When grading journal entries, there are a number of types of mistakes that a
student can make. For an individual transaction, a student can select an incorrect
account, enter an incorrect dollar amount, date, or comment. There may also be
more than one correct way to journalize the same transaction, or set of transactions. For example, a purchase transaction may be entered either as one transaction
involving four accounts or as two transactions involving two accounts each. The
system should accept all correct methods of journalizing the transactions, while rejecting any incorrect variants. The grading process should not be dependent upon
the order in which the transactions are entered in the journal, or the order in which
the accounts are entered in the transaction, although there are often conventions for
these which the system should point out to the student.
As mentioned earlier, correct solutions are relatively straightforward to grade.
The difficulty arises when the input is incorrect, because it is often unclear (especially to an automated system) what the student intended to do, and hence it is
difficult to provide meaningful feedback. For example, if two transactions are entered in a journal incorrectly, it may be unclear which entry was intended for which
transaction.
The Lyryx grading algorithm for journals takes as its input the list of transactions from the question, and the journal that the student entered via the user
interface. The list of transactions can include information on alternative correct
ways to journalize the transactions, individually or in combination. The algorithm
considers every possible matching of the transactions to the student’s journal entries,
and selects the best one. We define the best matching to be the one that awards the
student with the highest number of marks. Thus, this results in an interpretation of
the student’s answer that gives them the most marks. We opted for this metric in
acknowledgment of the fact that any automated system may misinterpret the student’s input, and it would be particularly frustrating for the student if they received
a lower grade due to an error by the grading process. Clearly for this method to be
effective, it is important for the assignment of marks to be an accurate reflection of
how good a fit an entry is for a transaction.

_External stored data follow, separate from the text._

PR #710, opened 2024-06-15
Remove useless `this` pointer check

Jan200101:
The standard states that this must always be a valid pointer so these checks are optimized out anyway. Sane compilers, such as clang, also complain about this and state that this is pointless.


GeckoEidechse (approved):
Just gonna trust you on this one and merge without testing.

PR #711, opened 2024-06-15
Check if hook target is non `null` before calling MinHook

Jan200101:
MinHook doesn't check this either so it would also be found out when a Winapi function fails.

Lets fail earlier with an error message.


GeckoEidechse (approved):
Adds two checks if address is `null` and prints an error if they are. Not much to review here IMO and I trust @Jan200101 in the change. Skipping testing.

PR #712, opened 2024-06-15
Add missing case for switch cases in JSON deserialization function

Jan200101:
Add missing cases for switch cases.

RapidJSON switch gets a new case for null, where we do nothing. Future enum values would result in a new warning. (Might be good to add default case with error logging too?)


GeckoEidechse (approved):
Merging without testing due to the nature of the change.

PR #716, opened 2024-06-16
Add default case for SquirrelContext switch

Jan200101:
logs errors so we can catch them if they do ever happen.

follow-up to #712


GeckoEidechse (approved):
The fact that C++ allows for omitting default case instead of forcing developer to specify if the default case should just be to do nothing, genuinely scares me (I miss Rust).

Anyway, change is IMO simple enough in nature that testing can be omitted.

Issue #715, opened 2024-06-15
Choice of JSON Library | Migrating from RapidJSON


Jan200101:
While working on #713 I found out that newer toolchains fail to build RapidJSON due to const-qualified types being kept const https://github.com/Tencent/rapidjson/issues/2277

With RapidJSON not having had a release in almost a decade, maybe we should switch to a better maintained library?

Needs to be discussed.

Jan200101:
Personally I think https://github.com/nlohmann/json would be a good replacement.
Its already considered the go-to C++ JSON library and would allow cmake integration.

Jan200101:
Its been mentioned on discord
RapidJSON is still in development however they stopped tagging commits.
I really hate this because it doesn't give us anchors to work with where one can say "This fix was included with Version XYZ".

We could continue cherry picking fixes or fixing stuff ourselves or move over to a library that respects the ecosystem and didn't just release it for luls like Tencent did.

Jan200101:
Digging through the chat log about previous discussions
```
[1:53 PM]Gecko: Does the nlohmann support [JSON5](https://json5.org/) ? ^^"

Cause rapidjson allows for comments in JSON which is part of JSON5 spec (but it also doesn't fully support JSON5 cause that would be too easy :dread:)

Basically, if planning to replace rapidjson, the replacement needs to be able to deal with comments (and maybe trailing commas) cause otherwise a bunch of mods will start to fail parsing due to comments in their mod.json...
```

Jan200101:
It was mentioned that one reason RapidJSON was chosen is performance.
Here are some alternatives which are high performance JSON Libraries which we can use in C++:
- [simdjson](https://github.com/simdjson/simdjson)
- [yyjson](https://github.com/ibireme/yyjson) 

Both of which consider themselves fasters than RapidJSON by a large margin.

GeckoEidechse:
Depending on how substantial changing JSON library would be, I guess we could treat RapidJSON as a rolling release and use something like [dependabot](https://docs.github.com/en/code-security/getting-started/dependabot-quickstart-guide) for informing us about new commits.
Of course I understand that this is not optimal so I'd love input from anyone who might have more experience on the matter ^^

ASpoonPlaysGames:
primedev moved over to nlohmann (or however it is spelt) and that seemed to go fine. Might be relatively trivial to port as well

Jan200101:
[...]

PR #717, opened 2024-06-16
Fix const-qualified assignment in RapidJSON

Jan200101:
pulls in https://github.com/Tencent/rapidjson/pull/719
resolves https://github.com/Tencent/rapidjson/issues/2277

Its  worth noting that the fix existed since 2016 and had not been pulled in yet.
Worth considering for #715


GeckoEidechse (approved):
Addresses a compiler issue so I'm taking the freedom in skipping testing.

PR #718, opened 2024-06-16
Use static MSVC Runtime Library

Jan200101:
We tried this already for when MSVC broke Northstar before but didn't merge it since it didn't fix the issue.

I think its best if we use the static runtime anyways to remove more dynamic dependencies that we can't anticipate.

### DIFF
--- a/CMakeLists.txt
+++ b/CMakeLists.txt
@@ -1,4 +1,9 @@
 cmake_minimum_required(VERSION 3.15)
+cmake_policy(
+    SET
+    CMP0091
+    NEW
+    )
 
 project(
     Northstar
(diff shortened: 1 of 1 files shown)


CMakeLists.txt
```diff
@@ -1,4 +1,9 @@
 cmake_minimum_required(VERSION 3.15)
+cmake_policy(
+    SET
+    CMP0091
+    NEW
+    )
```
GeckoEidechse, line 6: What does this do? ^^"

Jan200101: Cmake is backwards compatible even through breaking changes by seeing the requires cmake version and setting certain policies.

This policy is for how the runtime library flag is being resolved and defaults to OLD
we explicitly want the NEW behavior because the OLD behavior caches the values and could create potentially incorrect results.

See https://cmake.org/cmake/help/latest/policy/CMP0009.html

GeckoEidechse (approved):
Gonna test this one in prod, lol

GeckoEidechse:
Does increase binary size from ~3MB to ~10MB but given the size of the rest of our files (~90MB) this is acceptable IMO.

PR #720, opened 2024-06-17
Don't build when format check failed

Jan200101:
This will prevent needless CI running when the format is all wack

### DIFF
--- a/.github/workflows/ci.yml
+++ b/.github/workflows/ci.yml
@@ -8,6 +8,7 @@ env:
 jobs:
   build:
     runs-on: windows-2022
+    needs: [format-check, format-check-cmake-files]
     steps:
       - name: Checkout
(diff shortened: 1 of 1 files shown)


GeckoEidechse:
This is kinda on purpose so that we can easily test PR builds even if PR author managed to mess up formatting.

I'm fine with changing it though if desired ^^

Jan200101:
I guess?
but considering the nature of a pull request, it should have the right format already.
Idk, leaving this up to someone else to decide.

Alystrasz:
I agree with this change, let's not encourage authors not to format their code!

GeckoEidechse:
Just to be clear, PRs are already blocked from being merged until they are properly formatted. This change would just block PRs from being tested while they are still improperly formatted ^^

PR #721, opened 2024-06-17
Add clang CI

Jan200101:
THIS ONLY APPLIES TO THE CI, NOT RELEASES

Builds Northstar with the Microsoft provided clang-cl build.

Anything that downloads GH Actions artifacts like FlightCore (@GeckoEidechse) will need to be updated.

Alternative I could check for a way of only having a `LLVM` suffix for clang builds.

### DIFF
--- a/.github/workflows/ci.yml
+++ b/.github/workflows/ci.yml
@@ -8,7 +8,6 @@ env:
 jobs:
   build:
     runs-on: windows-2022
-    needs: [format-check, format-check-cmake-files]
     strategy:
       matrix:
         config:
--- a/.github/workflows/ci.yml
+++ b/.github/workflows/ci.yml
@@ -8,6 +8,15 @@ env:
 jobs:
   build:
     runs-on: windows-2022
+    needs: [format-check, format-check-cmake-files]
+    strategy:
+      matrix:
+        config:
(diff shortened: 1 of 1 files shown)


Jan200101:
This PR would also need the required build to be changed

GeckoEidechse:
> Anything that downloads GH Actions artifacts like FlightCore (@GeckoEidechse) will need to be updated.

FlightCore is the only application I'm aware of that downloads builds from CI. Will keep in mind o7

.github/workflows/ci.yml
```diff
@@ -8,6 +8,15 @@ env:
 jobs:
   build:
     runs-on: windows-2022
+    needs: [format-check, format-check-cmake-files]
+    strategy:
```
GeckoEidechse, line 12:
```suggestion
    runs-on: windows-2022
    strategy:
```

Trying to sneak in #720? Hehe :>

GeckoEidechse (approved):
This just adds an additional CI run that compiles the project with clang next to MSVC

This does not affect release builds. The only change is that MSVC CI builds from push have a name change in the produced zip folder. FlightCore has [already been updated to handle this](https://github.com/R2NorthstarTools/FlightCore/pull/949) so this PR is good to merge ^^

PR #722, opened 2024-06-17
Update all actions to supported versions

Jan200101:
checkout v3 has been out of date for a while
artifact v1, v2 and v3 will be deprecated this year, so we have to switch.


GeckoEidechse:
I split up the v4 update of `actions/checkout` and `actions/upload-artifact` into separate PRs (#724 and #725). In regards to the add-to-project workflow I was thinking to just do an org wide action and then put it there instead of having that workflow added to each repo separately ^^

PR #911, opened 2026-04-13
Pin clang version to 16 for formatting in the flake

catornot:
Apparently clang versions matter massively for formatting and since the ci uses clang 16 setting the clang-format version in the flake fixes any formatting differences. this does require adding an older nixpkgs version since newer version no longer package clang 16 lol

### DIFF
--- a/flake.lock
+++ b/flake.lock
@@ -34,6 +34,22 @@
         "type": "github"
       }
     },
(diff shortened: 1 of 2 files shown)


Alystrasz (approved):
LGTM

PR #913, opened 2026-04-13
Allow external authentication methods to work on linux

catornot:
(the origin sdk hooks for maxima)
didn't really test much

possibly doesn't even need the second hook


AllusiveWheat (approved):

AllusiveWheat:
Just tested on windows, works well.

PR #914, opened 2026-04-17
fix crash when shooting outside map bounds

AllusiveWheat:
Removes the call to Error when a bullet is fired outside of the map bounds.


NachosChipeados (approved):
LGTM 👍. Also shot at some grunts for a little bit just for good measure, and it works fine

https://github.com/user-attachments/assets/b7b4031c-5958-4ad5-8c4e-953b90884e5a

catornot:
merging based on reviews :)

PR #915, opened 2026-04-17
Block empty chat messages

86Yin:
Intercept and ignore empty chat messages to prevent certain mods from crashing.


ASpoonPlaysGames (approved):
Yeah makes sense to me. Doesn't necessarily stop empty *looking* chat messages but presumably mods can handle that

PR #916, opened 2026-04-27
Don't include the various libcurl test build targets

ASpoonPlaysGames:
We don't use them, they are annoying, and they clog up the build targets list significantly.


Alystrasz (approved):
Looks good; played a few games and downloaded mods without an issue.

PR #918, opened 2026-05-09
Make pakLoadApi global

AllusiveWheat:
Makes g_pakLoadApi global


EM4Volts:
lgtm, format check fails but format check is just a hater anyway

catornot (approved):
Simple struct visibility refactor shouldn't need any testing so it's all good

PR #919, opened 2026-05-10
various materialsystem things

EM4Volts:
Overhauls the nsdxcustombuffer stuff.
instead of a single function there is now 3.

Registering a material so it uses the buffer:
`NSRegisterCustomDXBufferForGUID(string MaterialGUID) `

Updating the buffer for a material:
`NSUpdateCustomDXBufferForGUID(string MaterialGUID, array bufferData) `

Deregistering the material from using the buffer:
`NSDeregisterCustomDXBufferForGUID(string MaterialGUID) `

Reason for these changes are to make it cleaner, but at the same time to remove the need for the glueflag in the material when making it.
The previous need for the glueflag interfered with basically all wld materials that need the flag to bind certain lighting related features.

This also adds another function.

Binding a Texture, via its GUID in the rpak system to a specified slot in the shader of said material
`NSBindTextureToMaterial(string rPakMaterialGUID string rPakTextureGUID int shaderBindingSlot)`

this will not properly stream the texture if its a streamable texture and instead use its highes permed mipmap.

At the same time, since this messes with `cmaterialglue.h` i also overhauled the mat_crosshair_printmaterial output to make it more informal, and usable, instead of being just a bit of a fun command.

OLD:
Screenshot_2026-05-08_223039

NEW:
image

### DIFF
--- a/primedev/materialsystem/nscustomdxbuffer.cpp
+++ b/primedev/materialsystem/nscustomdxbuffer.cpp
@@ -6,6 +6,8 @@
 #include <cctype>
 #include <string>
 #include <cstdint>
+#include "core/filesystem/rpakfilesystem.h"
+#include "cmaterialglue.h"
 
 static ID3D11DeviceContext** DeviceContext;
 static ID3D11Device** D3D11Device_14E8DD0;
@@ -15,6 +17,12 @@ struct Ns_Constant_Buffer
 	float data[320];
 };
 
+struct MaterialTextureMappings
+{
+
+	std::array<uint64_t, 30> slots;
+};
+
 AUTOHOOK_INIT()
 
 static Ns_Constant_Buffer NSCustomDXBuffer;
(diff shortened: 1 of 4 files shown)


primedev/materialsystem/nscustomdxbuffer.cpp
```diff
@@ -136,16 +243,83 @@ template <ScriptContext context> SQRESULT NSSetCustomDXBuffer(HSQUIRRELVM sqvm)
 	return SQRESULT_NULL;
 }
 
+template <ScriptContext context> SQRESULT NSBindTextureToMaterial(HSQUIRRELVM sqvm)
+{
+
+	auto rPakMaterialGUIDString = (g_pSquirrel[ScriptContext::CLIENT]->getstring(sqvm, 1));
+	auto rPakTextureGUIDString = (g_pSquirrel[ScriptContext::CLIENT]->getstring(sqvm, 2));
+	auto rPakShaderSlotBindingInt = (g_pSquirrel[ScriptContext::CLIENT]->getinteger(sqvm, 3));
+
```
ASpoonPlaysGames, line 252: Either un-hardcode from CLIENT or remove the template parameter from the function

primedev/materialsystem/nscustomdxbuffer.cpp
```diff
@@ -107,7 +214,7 @@ template <ScriptContext context> SQRESULT NSSetCustomDXBuffer(HSQUIRRELVM sqvm)
 
 	if (!isValidMaterialGUID(guidString))
 	{
-		g_pSquirrel[ScriptContext::SERVER]->raiseerror(
+		g_pSquirrel[ScriptContext::CLIENT]->raiseerror(
```
ASpoonPlaysGames, line 217: Unhardcode CLIENT or remove template from function

primedev/materialsystem/nscustomdxbuffer.cpp
```diff
@@ -86,7 +127,73 @@ bool isValidMaterialGUID(const std::string& str)
...
+		NS::log::SCRIPT_CL->warn(
+			"Attempted to register GUID: {} to the NSCustomDXBuffer system, GUID was already registered", GUIDMaterialGlue_short->guid);
+	}
+	return SQRESULT_NULL;
+}
+
+template <ScriptContext context> SQRESULT NSDeregisterCustomDXBufferForGUID(HSQUIRRELVM sqvm)
+{
+
+	auto rPakMaterialGUIDString = (g_pSquirrel[ScriptContext::CLIENT]->getstring(sqvm, 1));
```
ASpoonPlaysGames, line 166: Unhardcode CLIENT, or remove template from function

primedev/materialsystem/nscustomdxbuffer.cpp
```diff
@@ -86,7 +127,73 @@ bool isValidMaterialGUID(const std::string& str)
...
+		return SQRESULT_ERROR;
+	}
+
+	auto* base = reinterpret_cast<uint8_t*>(AssetFromGUID);
+	auto* GUIDMaterialGlue_short = reinterpret_cast<CMaterialGlue_short*>(base + 16);
+	// we need to add 16 to the pointer, matglueshort is matglue without the first 16 bytes. GetAssetByHash returns a pointer to the full
+	// matglue.
+	if (NSRegisteredCustomBufferMaterials.contains(GUIDMaterialGlue_short->guid))
+	{
+		NS::log::SCRIPT_CL->info("Deregistered GUID: {} from the NSCustomDXBuffer system", GUIDMaterialGlue_short->guid);
```
ASpoonPlaysGames, line 184: get this dynamically based on `context` (if you keep the templating)

primedev/materialsystem/nscustomdxbuffer.cpp
```diff
@@ -86,7 +127,73 @@ bool isValidMaterialGUID(const std::string& str)
 	return true;
 }
 
-template <ScriptContext context> SQRESULT NSSetCustomDXBuffer(HSQUIRRELVM sqvm)
+template <ScriptContext context> SQRESULT NSRegisterCustomDXBufferForGUID(HSQUIRRELVM sqvm)
+{
+
+	auto rPakMaterialGUIDString = (g_pSquirrel[ScriptContext::CLIENT]->getstring(sqvm, 1));
```
ASpoonPlaysGames, line 133: Unhardcode CLIENT or remove template from function

primedev/materialsystem/nscustomdxbuffer.cpp
```diff
@@ -86,7 +127,73 @@ bool isValidMaterialGUID(const std::string& str)
...
+	if (!AssetFromGUID)
+	{
+		g_pSquirrel[ScriptContext::CLIENT]->raiseerror(
+			sqvm, fmt::format("Asset with GUID {} Doesnt Exist", rPakMaterialGUIDString).c_str());
+		return SQRESULT_ERROR;
+	}
+
+	auto* base = reinterpret_cast<uint8_t*>(AssetFromGUID);
+	auto* GUIDMaterialGlue_short = reinterpret_cast<CMaterialGlue_short*>(base + 16);
+	// we need to add 16 to the pointer, matglueshort is matglue without the first 16 bytes. GetAssetByHash returns a pointer to the full
```
ASpoonPlaysGames: I'd prefer if the comment was above the line of code that it's talking about, not below

primedev/materialsystem/nscustomdxbuffer.cpp
ASpoonPlaysGames, line 1: Is there a reason why the squirrel functions are CLIENT only? Would it not be valid to control the materials through UI sometimes? (doesn't UI run every frame and CLIENT not?)

ASpoonPlaysGames (changes requested):
A lot of the same comment mostly. Various places assume CLIENT whilst being templated. They either shouldn't be templated or they shouldn't assume CLIENT

primedev/materialsystem/nscustomdxbuffer.cpp
EM4Volts: will try to adress the other comments later on, just saying that client was originally done because i just thought its the way it should be done, as most stuff around model asset stuff also used client, and i never had an issue of it having problems from doing all the stuff on client since the actual action doesnt really happen in the vm but in shaderexecute, the vm just pushes the data.
since we have runclientfunction (or whatever its called) to run from ui to client its pretty easy to run from ui anyway, i just thought it makes more sense on client

primedev/materialsystem/nscustomdxbuffer.cpp
EM4Volts: the original pr (that is already merged in ns) did this too, i personally do not see a problem with it, it works just fine.

ASpoonPlaysGames (approved):
LGTM

PR #922, opened 2026-05-23
Fix `weapon_reparse` not invalidating compiled weapon files

ASpoonPlaysGames:
Should make `weapon_reparse` always cause a re-compilation of compiled (keyvalued) weapon txt files.

I doubt this will fix the issues with keyvalued files and networking, but I'm not sure if they ever worked as expected tbh? I can't find a commit that it worked with at least


AllusiveWheat (approved):
Code looks good

EM4Volts:
works for making weapon_reparse work properly again.

PR #923, opened 2026-05-25
Add support for ScriptFile and GlobalFunction dependencies

86Yin:


catornot:
what's the motivation behind this? seems kind of pointless when instead mod versions could be provided #685

ASpoonPlaysGames:
Worth mentioning that this approach will also break all existing mods that use dependency constants

86Yin:
> what's the motivation behind this? seems kind of pointless when instead mod versions could be provided #685

[cl_chat_command.nut](https://github.com/86Yin/V/blob/main/mod/scripts/vscripts/callbacks/cl_chat_command.nut)

EM4Volts:
> > what's the motivation behind this? seems kind of pointless when instead mod versions could be provided #685
> 
> [cl_chat_command.nut](https://github.com/86Yin/V/blob/main/mod/scripts/vscripts/callbacks/cl_chat_command.nut)

so you want it to make sure a function, added by a mod exists?
why not just add the mod as a dependency then and check for that

catornot:
If you want to target different versions of northstar or some mods, the versioned dependencies pr should be revived instead. If it's not enough, I think this implementation is not generic enough, since it only considers exposed functions by northstar and init functions for mods. hooking into the squirrel compiler should be the actual solution for this.

ASpoonPlaysGames:
Possibly a better way of implementing this could be to implement `#if defined(thing)`? though idk how that would interact with load order (probably would be undefined if your script loads before, and defined if after)

shouldn't be too hard i think? the `defined` function would look at the root table and see if the item exists

ASpoonPlaysGames:
as a bit of an example of what I was thinking:
```
// this would be defined in native
// ideally this would be a function marked as constexpr (but that doesn't exist in squirrel at the very least, might do in native?)
const table defined = { thing = true }

void function Test()
{
// kinda shit that you have to use a string here, but i mean, its not the worst
#if defined["thing"]
	printt("THING")
#endif
#if !defined["thing"]
	printt("NOT THING")
#endif
#if !defined.thing
	printt("NOT THING")
#endif
// a non existant entry throws a compile error unfortunately (expected a constant expression)
#if !defined.stuff
	printt("NOT STUFF")
#endif
}
```

I'm guessing `#if` just looks at the `consttable` (`getconsttable()`) which is why the fun things don't work.

If global functions could be added to the consttable then this could work

86Yin:
> If you want to target different versions of northstar or some mods, the versioned dependencies pr should be revived instead. If it's not enough, I think this implementation is not generic enough, since it only considers exposed functions by northstar and init functions for mods. hooking into the squirrel compiler should be the actual solution for this. 

I just went ahead and built it as soon as the idea came to me, so I honestly didn’t give those points much thought at the time.

catornot:
You didn't have to close this pr, the pr just needs a few improvements :)

PR #924, opened 2026-06-01
Allows for custom gamemode text for ffa rui

AllusiveWheat:
Allows mod authors to set the statusText var of the ffa gamemode state, replacing the hardcoded ffa text.

Example 
image


primedev/rtech/rui.cpp
```diff
@@ -0,0 +1,176 @@
+#include "rui.h"
+
+struct gamestate_info_ffa_struct
```
catornot, line 3: why is this snake case?

primedev/rtech/rui.cpp
```diff
@@ -0,0 +1,176 @@
...
+	float otherTeamScoreDiff;
+	DWORD factionImageHandle;
+	const char* scoreString;
+	const char* rightTeamScoreString;
+};
+
+using gamestate_info_ffa_t = void(__fastcall*)(RuiFunctions_t*, RuiGlobals*, RuiInstance*, gamestate_info_ffa_struct*);
+gamestate_info_ffa_t o_gamestate_info_ffa = nullptr;
+
+void h_gamestate_info_ffa(RuiFunctions_t* a1, RuiGlobals* a2, RuiInstance* a3, gamestate_info_ffa_struct* a4)
```
catornot: could you give these a* vars some proper names

catornot (changes requested):

primedev/rtech/rui.cpp
AllusiveWheat: Original exported func in ida is in snake case. just prefixing original and hooked versions accordingly.

primedev/Northstar.cmake
```diff
@@ -160,6 +160,7 @@ add_library(
     "squirrel/squirrelclasstypes.h"
     "rtech/pakfile.h"
     "rtech/pakfile.cpp"
+    "rtech/rui.cpp"
```
catornot, line 164: huh why is this added twice?

catornot (approved):
looks good now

Financial statements are similar to journals in that the algorithm takes in a
correct financial statement and the student’s financial statement. However, the
basic unit being marked is not a journal entry, but instead the basic unit is a
section in the financial statement. Each section of the student’s answer (such as
Assets, Liabilities, etc) is decomposed into its smallest possible sub-sections. The
sub-sections are then combined into the higher-level sections, building a tree of all
possible ways to combine the sections and sub-sections of the student’s answer. The
algorithm then runs through each possible interpretation and marks it against the
correct answer, choosing the interpretation that will award the student with the best
8
possible marks. Again, this may not be the same interpretation that the student
intended. However, this approach allows not only for a few misplaced or incorrect
accounts in various sections, but it also allows the marker to recognize a misplaced
sub-section within a larger section, as well as the simple cases of differing orders of
accounts or sections.
To illustrate how the grading algorithm for financial statements works and the
level of feedback provided, we provide an example of a correct income statement, a
student answer with some common kinds of mistakes, and the feedback provided by
the marker. The correct answer and student answer are shown in Figure 4 above:
these are the inputs to the grading algorithm. The resulting feedback is shown in
Figure 5.
Your solution was:
Grading:
Congratulations. You have completed this income statement correctly.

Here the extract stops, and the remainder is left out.